– Не меньше десятка стреляных гильз в лесной глуши и, судя по всему, из служебного оружия. Вы об этом? – попытался отшутиться Тимур.
Однако мина Иванова явно не располагала к шуткам.
– Да они, наверное, нажрались и шмаляли тут от нечего делать, – предположил один из оперов.
– Да, только вот одна странная деталь… – подал вдруг голос другой, ковыряясь в одном из кустов у подножья скалы.
– Чего там еще?
– Тут четыре пэ-эма. И все разряжены, – последовал ответ. Лицо у опера стало совершенно белым.
Немую сцену из трех милиционеров и одного следователя, сбитых с толка и ошарашенных застал Латыпов. Он сначала что-то сказал в своем обычным стиле обидно-шутливое, но когда ему показали лежащие в траве пистолеты и кучу гильз, то с круглыми глазами схватился за мобильный телефон.
Дальше началась целая история: вызвали целую армию экспертов, еще наряды вэвэшников, дополнительное подкрепление из Питера и Москвы. Лес вокруг садоводства прочесали вдоль и поперек, назначили тысячу и одну экспертизу, опросили, наверное, всех жителей СНТ, но… так ничего и не добились.
Пистолеты и правда принадлежали операм пропавшей группы Шарова, из них действительно стреляли, причем почти все пули были найдены в стволах окружавших деревьев, вокруг них. Парни палили во все стороны, но ни крови, ни тел, ни даже намека на возможное местонахождение. Четверо здоровых мужиков просто исчезли.
Одна, правда, зацепка зажгла луч надежды на краткий миг – на пистолетах нашли чужие отпечатки, пробили их по базе и, о чудо! Нашелся их хозяин. Правда умер лет двадцать назад. По документам, конечно. Поэтому была организована проверка вплоть до эксгумации останков. Костяки спокойно лежали в земле, табличка на заброшенной могиле утверждала, что покоится там именно тот, кто имел эти отпечатки. Сделать сравнительный ДНК-текст останков было невозможно – у умершего не осталось родственников, а те, что были, пропали много лет в арктической экспедиции. Семья была учеными-полярниками. Отпрыск тоже пошел по ученому направлению – был аспирантом физического факультета госуниверситета. Однако свернул куда-то не туда и умер от передозировки наркотиками. Так значилось в мед свидетельстве о смерти. В общем, надежда зашла в тупик.
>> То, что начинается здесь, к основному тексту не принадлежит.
PR #3543, opened 2026-08-10
fix: make the instruments extras match instrumentation_dependencies()

Anai-Guo:
### Problem

Each instrumentation package declares its target library twice:

* `[project.optional-dependencies] instruments` in `pyproject.toml` — what `pip install <pkg>[instruments]` resolves;
* `_instruments` / `instrumentation_dependencies()` — what `BaseInstrumentor.instrument()` checks at runtime via `get_dependency_conflicts`.

When the extra admits a version the runtime check rejects, `instrument()` **logs an error and returns** — no exception, no spans, nothing that surfaces in the application. Three packages are in that state today:

| package | `instruments` extra | `instrumentation_dependencies()` | versions the extra admits but the instrumentor refuses |
|---|---|---|---|
| `groq` | `groq >= 0.6.0` | `groq >= 0.9.0` | `0.6.0 … 0.8.x` |
| `autogen-agentchat` | `autogen-agentchat >= 0.5.0` | `autogen-agentchat >= 0.5.1` | `0.5.0` |
| `guardrails` | `guardrails-ai` (unbounded) | `guardrails-ai>=0.4.5,<0.5.1` | everything `>= 0.5.1`, i.e. the current release |

### Reproduction (groq)

```
$ pip install "groq==0.6.0"
$ pip install "openinference-instrumentation-groq[instruments]"   # leaves groq at 0.6.0
$ pip show groq | head -2
Name: groq
Version: 0.6.0
```

```python
from groq.resources.chat.completions import Completions
from opentelemetry.instrumentation.dependencies import get_dependency_conflicts
from openinference.instrumentation.groq import GroqInstrumentor

print(get_dependency_conflicts(("groq >= 0.9.0",)))
before = Completions.create
GroqInstrumentor().instrument()
print("patched:", before is not Completions.create)
```

Before this change, with the version the extra is happy to leave in place:

```
LOG ERROR opentelemetry.instrumentation.instrumentor: DependencyConflict: requested: "groq >= 0.9.0" but found: "groq 0.6.0"
DependencyConflict: requested: "groq >= 0.9.0" but found: "groq 0.6.0"
patched: False
```

After (`pip install "groq>=0.9.0"`, which is what the corrected extra resolves to):

```
None
patched: True
```

`guardrails` fails the same way for a different reason — besides the `_instruments` range, `_instrument()` itself does

```python
if (version.major, version.minor, version.micro) >= (0, 5, 1):
    logger.info("Guardrails version >= 0.5.1 detected, skipping instrumentation")
    return
```

so the unbounded extra installs `guardrails-ai` 0.10.2 and instrumentation is guaranteed to be a no-op.

### Change

Align each extra with the range the instrumentor actually enforces. Three one-line edits, no source changes.

### Notes

* I checked all 36 Python instrumentation packages. The rest either match or have an extra that is *stricter* than `_instruments` (e.g. `openai`: extra `>= 2.8.0`, `_instruments` `>= 1.69.0`) — that direction is harmless, so I left it alone.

Из странностей для себя Тимур отметил наличие следов швартования лодки неподалеку от места стрельбы. Гора возвышалась над берегом и до него оттуда было метров пятьдесят-шестьдесят. Поэтому вполне возможно, что некто прибыл на лодке и похитил оперативников. Однако местные частенько путешествовали по заливу, нередко останавливаясь для поиска грибов – на дворе стоял август, самое время ходить по грибы. Так что эту версию проверять никто не стал, хотя противоположный берег все же обыскали, но ни следов, ни зацепок.
За всей этой суетой над пропажей милиционеров, исчезновение девочки несколько затушевалось. Об этом напомнили неутешные родители, завалив местный отдел СК при прокуратуре жалобами. Однако Тимур не забывал об этом деле ни на секунду. Своими мыслями, правда, он ни с кем не делился, но оба происшествия казались ему связанными. Поэтому пока некоторые чванливые гости из столицы носились по лесу, Игонин еще несколько раз исследовал место «похищения», канаву, полную самокруток, лодки. Опросить неудачливого охотника не удалось – он все также был в коме. Правда, в отношении него Тимур отметил две вещи: это его фото из найденного при нем охотничьего билета, с которого взирал бритый налысо мужчина с раскосыми глазами, смотревшими довольно зло и неприязненно, и точено квадратными скулами, а также ответ из оперативной базы данных – ничего на человека с таким фото в публичных картотеках не содержалось. Последнее, правда, иногда случалось, но крайне редко, обычно в отношении несовершеннолетних, которые еще нигде не засветились в своей социальной жизни.